Take the data from its first line. Print each line exactly until the line containing "Hopefully mitigate issues" has been printed too.
######
PR #2013, opened 2020-04-21
Remove iOS only flag for workers flag

yedidyak:
- [x] This is a small change 

---

**Description:**
Remove iOS only flag for workers flag


rotemmiz:
Thanks @yedidyak

d4vidi:
Lol can't believe this stayed out of date for so long. Thanks!

Issue #1857, opened 2020-01-14
[WIP] Research jammed adb commands (aka adb jam)


d4vidi:
On Detox runs on CI (both OSS and internal projects') we occasionally see that `adb` commands get stuck "forever", midway through runs of severals suites on the available devices (parallel-execution). When that happens, the running test becomes frozen and eventually fails due to the global test time-out definition. Most often we see that the app install itself is the one that hangs, but that's not consistent.

From some discussions with associated devs at Google, the main culprit here is `adb`. We've been given by them tools to investigate that, and we need to apply them for the sake of research and hopefully, help them fix whichever issues we find, thus substantially decrease stability issues.

d4vidi:
Fortunately, we haven't seen this happening in a long time -- esp. since we switched to more powerful macs on our CI (i.e. since buildkite).

PR #2019, opened 2020-04-26
Adb install wtf

d4vidi:
- [ ] This is a small change 
- [ ] This change is associated with issue #1857 and the solution has been agreed upon with maintainers.

---

**Description:**
Hopefully mitigate issues we've been having with ADB, namely the problem previously coined as  _adb jam_ (see #1857). The purposed strategy is - at least for google emulators, to get around usage of `adb install` in particular<sup>*</sup>, and rather push the binaries onto the device and install them "manually" using the package manager.

> _* we don't know for sure the problem's domain is restricted to `adb install`, but it does seem that - at least for the majority of cases, the problem resides primarily there._

### DIFF
--- a/detox/local-cli/test.js
+++ b/detox/local-cli/test.js
@@ -132,6 +132,12 @@ module.exports.builder = {
     group: 'Execution:',
     describe: `Use Detox' custom console-logging implementation, for logging Detox (non-device) logs. Disabling will fallback to node.js / test-runner's implementation (e.g. Jest / Mocha).`,
   },
+  'force-adb-install': {
+    boolean: true,
+    default: false,
+    group: 'Execution:',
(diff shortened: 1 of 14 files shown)


netshade:
Because this path is now using `pm install` via the `adb shell`, this now causes an issue where, for devices, *all* runtime permissions are accepted ( see the presence of the `-r` flag here https://github.com/wix/Detox/blob/master/detox/src/devices/drivers/android/tools/ADB.js#L92-L96 ) , whereas for emulators, it seems like no runtime permission affordances are granted  ( https://github.com/wix/Detox/blob/master/detox/src/devices/drivers/android/tools/ADB.js#L107-L109 ).  It seems like the prior behavior is what would be desirable?

d4vidi:
@netshade you're probably right - and I will revisit this. We were aware of that this fix might be tricky and so for now you can pass in the `--force-adb-install true` flag to Detox in order to go back to the old impl.

PR #2021, opened 2020-04-27
config(docs): rm outdated parallelization note

freewil:
- [x] This is a small change 

---

**Description:**
detox supports `--workers` flag to enable parallelization with jest as noted in CLI docs: https://github.com/wix/Detox/blob/master/docs/APIRef.DetoxCLI.md


rotemmiz:
Thanks!

PR #2025, opened 2020-04-29
fix: use bugfixed telnet-client version

noomorph:
- [x] This is a small change 

---

**Description:**

I see CI build stuck with telnet connecting for 1 hour in TeamCity.

Checked source code of the former telnet-client version and it appears...

...they don't throw any error on timeout.

P. S. Cannot bump to the latest, because they have changed licensing to LGPLv3, and I am not legally sure if we can use it.


d4vidi:
We might be able to soon replace these commands using the `adb emu` command set

PR #2027, opened 2020-04-30
feat(jest): new DetoxCircusEnvironment

noomorph:
**Description:**

Fixes long-standing issues with `afterEach-beforeEach` transition hack.

More detailed description - to be done.


d4vidi:
@noomorph insanely exciting! A few notes though:
1. Could you please rewrite an elaborate description of the final scope of the PR?
2. What are the next steps, release-wise? As I understand it, this is a breaking change...? We now require jest >= 26?
3. Will you please walk us (team) through the fundamentals of this change? It's a bit difficult to see the forest for the trees here :)

noomorph:
@d4vidi, thanks. I'll elaborate:

1. I have merged these two (#2009, #2027) because I feel that it is a bit early to push such a deep change without a beta-testing period. Hence, #2009 does not deprecate (yet) existing jest-jasmine or jest-circus adapter integrations.
2. The new environment will be available for those who migrate and those who create a new Detox project. After testing internally for a month at least, we can release a breaking change, where we'll remove the old adapters and demand using the new environment. Yes, it will require `jest >= 26`.
3. Let's schedule, I think that would be helpful.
######
Solution to this task:
PR #2013, opened 2020-04-21
Remove iOS only flag for workers flag

yedidyak:
- [x] This is a small change 

---

**Description:**
Remove iOS only flag for workers flag


rotemmiz:
Thanks @yedidyak

d4vidi:
Lol can't believe this stayed out of date for so long. Thanks!

Issue #1857, opened 2020-01-14
[WIP] Research jammed adb commands (aka adb jam)


d4vidi:
On Detox runs on CI (both OSS and internal projects') we occasionally see that `adb` commands get stuck "forever", midway through runs of severals suites on the available devices (parallel-execution). When that happens, the running test becomes frozen and eventually fails due to the global test time-out definition. Most often we see that the app install itself is the one that hangs, but that's not consistent.

From some discussions with associated devs at Google, the main culprit here is `adb`. We've been given by them tools to investigate that, and we need to apply them for the sake of research and hopefully, help them fix whichever issues we find, thus substantially decrease stability issues.

d4vidi:
Fortunately, we haven't seen this happening in a long time -- esp. since we switched to more powerful macs on our CI (i.e. since buildkite).

PR #2019, opened 2020-04-26
Adb install wtf

d4vidi:
- [ ] This is a small change 
- [ ] This change is associated with issue #1857 and the solution has been agreed upon with maintainers.

---

**Description:**
Hopefully mitigate issues we've been having with ADB, namely the problem previously coined as  _adb jam_ (see #1857). The purposed strategy is - at least for google emulators, to get around usage of `adb install` in particular<sup>*</sup>, and rather push the binaries onto the device and install them "manually" using the package manager.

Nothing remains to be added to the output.